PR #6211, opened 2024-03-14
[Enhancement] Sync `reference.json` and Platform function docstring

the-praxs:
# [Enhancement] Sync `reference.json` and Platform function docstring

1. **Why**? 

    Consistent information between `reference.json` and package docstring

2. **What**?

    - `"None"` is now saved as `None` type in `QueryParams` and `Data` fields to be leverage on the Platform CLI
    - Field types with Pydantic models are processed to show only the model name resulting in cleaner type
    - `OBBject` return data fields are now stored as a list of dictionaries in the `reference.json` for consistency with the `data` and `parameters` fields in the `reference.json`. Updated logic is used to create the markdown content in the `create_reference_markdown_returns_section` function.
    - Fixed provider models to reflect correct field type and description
——————
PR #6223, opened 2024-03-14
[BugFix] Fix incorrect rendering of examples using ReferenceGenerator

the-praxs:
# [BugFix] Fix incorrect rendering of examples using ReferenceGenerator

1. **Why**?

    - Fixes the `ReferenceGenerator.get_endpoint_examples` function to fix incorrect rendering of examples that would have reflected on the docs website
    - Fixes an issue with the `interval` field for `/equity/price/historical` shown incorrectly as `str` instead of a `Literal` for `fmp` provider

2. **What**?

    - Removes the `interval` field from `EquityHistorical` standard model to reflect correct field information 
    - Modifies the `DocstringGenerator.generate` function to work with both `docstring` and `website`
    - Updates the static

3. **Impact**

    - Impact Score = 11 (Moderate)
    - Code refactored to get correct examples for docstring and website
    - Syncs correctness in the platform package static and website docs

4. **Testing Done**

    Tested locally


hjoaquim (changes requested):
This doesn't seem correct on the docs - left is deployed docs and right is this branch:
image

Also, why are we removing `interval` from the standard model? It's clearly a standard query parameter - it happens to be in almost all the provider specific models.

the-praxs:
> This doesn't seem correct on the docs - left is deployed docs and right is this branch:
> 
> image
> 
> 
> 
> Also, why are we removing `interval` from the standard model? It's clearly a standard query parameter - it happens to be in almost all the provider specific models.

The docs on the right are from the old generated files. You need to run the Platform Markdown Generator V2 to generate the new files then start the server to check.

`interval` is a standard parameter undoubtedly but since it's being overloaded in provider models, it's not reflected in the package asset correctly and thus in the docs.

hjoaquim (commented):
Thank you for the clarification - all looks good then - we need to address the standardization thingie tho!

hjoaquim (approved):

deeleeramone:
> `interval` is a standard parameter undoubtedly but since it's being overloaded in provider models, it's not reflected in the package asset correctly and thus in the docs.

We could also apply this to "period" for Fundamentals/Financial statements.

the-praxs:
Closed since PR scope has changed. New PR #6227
——————
→ Task to carry out: Please count how many lines of the material above include the string "examples", then give that number alone.

→ Solved exercise: 4